# Mags for Sig 1911



## colsen1980 (Jan 24, 2012)

i just bought a Sig Sauer 1911 Pistol 1911T45RTSS and was wondering what mags will fit this or do i have to stick with the sig mags? Thanks for the help


----------



## VAMarine (Dec 25, 2008)

colsen1980 said:


> i just bought a Sig Sauer 1911 Pistol 1911T45RTSS and was wondering what mags will fit this or do i have to stick with the sig mags? Thanks for the help


Nice gun, any "Government" or Full-size mag for a 1911 will fit.
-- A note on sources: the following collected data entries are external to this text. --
Issue #534, opened 2018-11-05
User agent check in Cordova.js raises exception in Android 9


pradiv-kumar:
```
androidExec.init = function() {
var check = navigator.userAgent.toLowerCase().match(android\s[0-9].[0-9]);
```

navigator.userAgent in devices running Android Pie returns 9 and not 9.0 and this raises an exception since we try to match the user agent with "android\s[0-9].[0-9]" which expects the user agent to be 9.x

PR #535, opened 2018-11-05
Fix user agent match issue android pie

pradiv-kumar:
### Platforms affected
Android

### What does this PR do?
Fix the user agent match issue in Android Pie devices https://github.com/apache/cordova-android/issues/534

### Checklist
- [x] [Reported an issue] https://github.com/apache/cordova-android/issues/534

### DIFF
--- a/bin/templates/project/assets/www/cordova.js
+++ b/bin/templates/project/assets/www/cordova.js
@@ -977,7 +977,7 @@ androidExec.init = function() {
     //using the Online Event bridge for communicating from Native to JS
     //
     //It's ugly, but it's necessary.
-    var check = navigator.userAgent.toLowerCase().match(/android\s[0-9].[0-9]/);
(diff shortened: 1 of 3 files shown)


brodybits:
Thanks for the contribution. Considering that `check` is only used to check for version range of 4.0...4.3 and minimum Android version is now 4.4 ([[1]](https://cordova.apache.org/docs/en/latest/guide/platforms/android/index.html#requirements-and-support)) I would suggest a much simpler solution: simply remove the lines that check `check` and `version_code`, along with some of the comments above.

Another note is that we generally use the `cordova-coho` tool to generate `bin/templates/project/assets/www/cordova.js`. I would prefer if that you remove the change to `bin/templates/project/assets/www/cordova.js` from this PR.

[1] <https://cordova.apache.org/docs/en/latest/guide/platforms/android/index.html#requirements-and-support>

PR #1269, opened 2021-07-13
refactor!: do not copy JS lib to platform project

raphinesse:
### Motivation and Context

Finally, the moment we've all been waiting for! :tada: :wink: 

This PR does away with the questionable practice of copying the entire JS lib of `cordova-android` into each generated platform project – which had caused several issues and complications in the past.

### Description

- create: do not copy our JS lib (or `node_modules`) to platform project
- Move files around
  - `bin/templates/cordova/lib/` to `lib/`
  - `bin/templates/cordova/Api.js` to `lib/`
  - `bin/lib/create.js` to `lib/`
  - `bin/templates/cordova/lib/plugin-build.gradle` to `lib/builders`

After these changes, the `cordova/` folder of a generated project only contains the bare minimum to maintain compatibility with existing cordova CLI versions (plus `defaults.xml` which IMHO should be moved in another PR). All of the remaining JS files in that folder require their dependencies via the `cordova-android` module, so that needs to be resolvable somehow (which is the case for a platform project generated by the regular CLI workflow).

### Testing

- existing tests pass
- I successfully created and built a cordova-android project using cordova@10


erisu (approved):
* The changes LGTM
* I confirmed that the tests are passing.
* I created a new cordova app & added the platform.
* I built the default project

PR #1272, opened 2021-07-13
cleanup: delete old ANT & Eclipse files

erisu:

Remove old ANT/Eclipse related files.

### Testing

- `npm t`

### Checklist


raphinesse (changes requested):
This probably should also remove the VERSION file. Seems it is only referenced from `build.xml`

Other than that: would be great to get rid of these seemingly long obsolete files.

erisu:
I will create a separate PR for removing the VERSION file.

I think that the file was not from ANT nor Eclipse. I think it was something we created to easily manage the cordova-android version in one location and use it in places like ANT. I think it was apart of the pre-npm registry era.

Even through after this PR is merged, there should be no references to this file. I just want to make sure we can easily revert the VERSION drop if there was something unexpected that was not in our radar.

As for ANT & Eclipse, these are outdated tools that isnt genrally used or prefered for Android development/release anymore.

raphinesse (approved):

jcesarmobile (approved):

dpogue (approved):

PR #1138, opened 2020-12-01
feat(allow-list): integrate and refactor core plugin

erisu:
### Motivation, Context & Description

Integrate the Allow List core plugin to platform.

### Testing

- `npm t`
- `cordova create`
- `cordova platform add`
- `cordova build android`

Run in emulator though Android Studio.

* Must remove the original plugin that is configured with new projects.

### Checklist

- [x] I've run the tests to see all new and existing tests pass
- [x] I've updated the documentation if necessary

PR #1275, opened 2021-07-14
fix: add WebViewAssetloader to default allow list

### LINKED ISSUE #1217: Application does not initialize correctly on 10.x nightly/dev master
# Bug Report

Application to start correctly

Application fails to initialize probably (deviceReady not fired).

## Information

This is a regression from a newly added feature https://github.com/apache/cordova-android/pull/1137

With the default configuration, plugins will fail to initialise because they do not pass the whitelist checks. This occurs when you have at least one plugin installed.

The default `<content src="index.html" />` seems to produce a white list pattern where `index.html` is the `host`, instead of the `path`, so when comparing against the `https://localhost` origin, it returns false.

Screenshot from 2021-04-24 12-36-24

### Command or Code

```
cordova create test
cd test
cordova platform add android@nightly
cordova plugin add cordova-plugin-file
cordova run android
```

These steps will produce the hello world cordova app that stays on "connecting" because `deviceReady` never fires.

`cordova-android@nightly`
And one other plugin

## Workaround

Setting `<content src="https://localhost/index.html" />` will correct the problem, but the framework should perhaps figure out this out so that `<content src="index.html" />` continues to work properly.

## Checklist

NiklasMerz:
### Platforms affected
Android

### Motivation and Context

Addresses issues in #1217 

Closes #1217

### Description

With the introduction of the WebViewAssetloader #1137 and the Allow List Plugin #1138 we need to add the origin / href the app is running to the allowlist.

### Testing

Create a blank new app with one plugin

```
cordova create test
cd test
cordova platform add https://github.com/apache/cordova-android#webviewassetloader-allowlist
cordova plugin add cordova-plugin-file
cordova run android
```

These steps will produce the hello world cordova app that should show "deviceready" with this pr. See issue.

### Checklist

### DIFF
--- a/framework/src/org/apache/cordova/AllowListPlugin.java
+++ b/framework/src/org/apache/cordova/AllowListPlugin.java
@@ -84,7 +84,9 @@ public class AllowListPlugin extends CordovaPlugin {
                 allowedNavigations.addAllowListEntry(startPage, false);
 
                 // Allow origin for WebViewAssetLoader
-                allowedNavigations.addAllowListEntry("https://" + this.prefs.getString("hostname", "localhost") + "/" + startPage, false);
+                if (!this.prefs.getBoolean("AndroidInsecureFileModeEnabled", false)) {
+                    allowedNavigations.addAllowListEntry("https://" + this.prefs.getString("hostname", "localhost"), false);
+                }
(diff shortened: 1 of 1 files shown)


erisu (approved):
LGTM

PR #1294, opened 2021-07-26
fix: automatic latest build tools finding

breautek:
### Platforms affected
Android

### Motivation and Context

Currently, android will attempt to pull in the latest build tools version available on the system, regardless of major versions.
This is problematic because we test against a specific major, and future majors may have breaking changes resulting in an inconsistent build.

### Description

`doFindLatestInstalledBuildTools` will now limit it's scope to the minimum version major. This means that if our minimum required version is `30.0.3`, it will filter everything that is `>= 31.0.0`.

Likewise, in the future when we support v31, if our minimum version was `31.0.0`, it will filter everything `>= 32.0.0`, etc.

### Testing

Ran npm test successfully.

Manually tested with:
- build tools v31 installed, 30.0.3 uninstalled, 30.0.2 installed, errors as expected (minimum version is 30.0.3)
- build tools v31 installed, 30.0.3 installed, 30.0.2 installed, rans successfully, using build tools version 30.0.3.

### Checklist

### DIFF
--- a/framework/cordova.gradle
+++ b/framework/cordova.gradle
@@ -53,10 +53,13 @@ String doFindLatestInstalledBuildTools(String minBuildToolsVersionString) {
         throw e
     }
 
+    def minBuildToolsVersion = new Version(minBuildToolsVersionString)
+    def maxVersion = new Version((minBuildToolsVersion.getMajor() + 1) + ".0.0")
+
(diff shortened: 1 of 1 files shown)


erisu (approved):
LGTM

Take a look at McCormick, Wilson Combat or Cobra mags.


----------



## ponzer04 (Oct 23, 2011)

wilson combat and tripp reasearch's cobra mag both fit my sig very well


----------



## colsen1980 (Jan 24, 2012)

Thanks guys. I havent even got to shoot it yet cause of the weather (DAMN SNOW) I cant wait


----------



## mjeter (Sep 30, 2011)

Kimber makes a nice SS mag under KIMPRO brand name. I use them in my 1911 C3, and I'm sure they make govt. size mags as well.


----------



## rgrundy (Jul 16, 2011)

I'd stay away from the KimPro mags. I've got some and have had problems with some of them feeding properly as have other shooters I know. The money for the high dollar mags is definitely worth it.


----------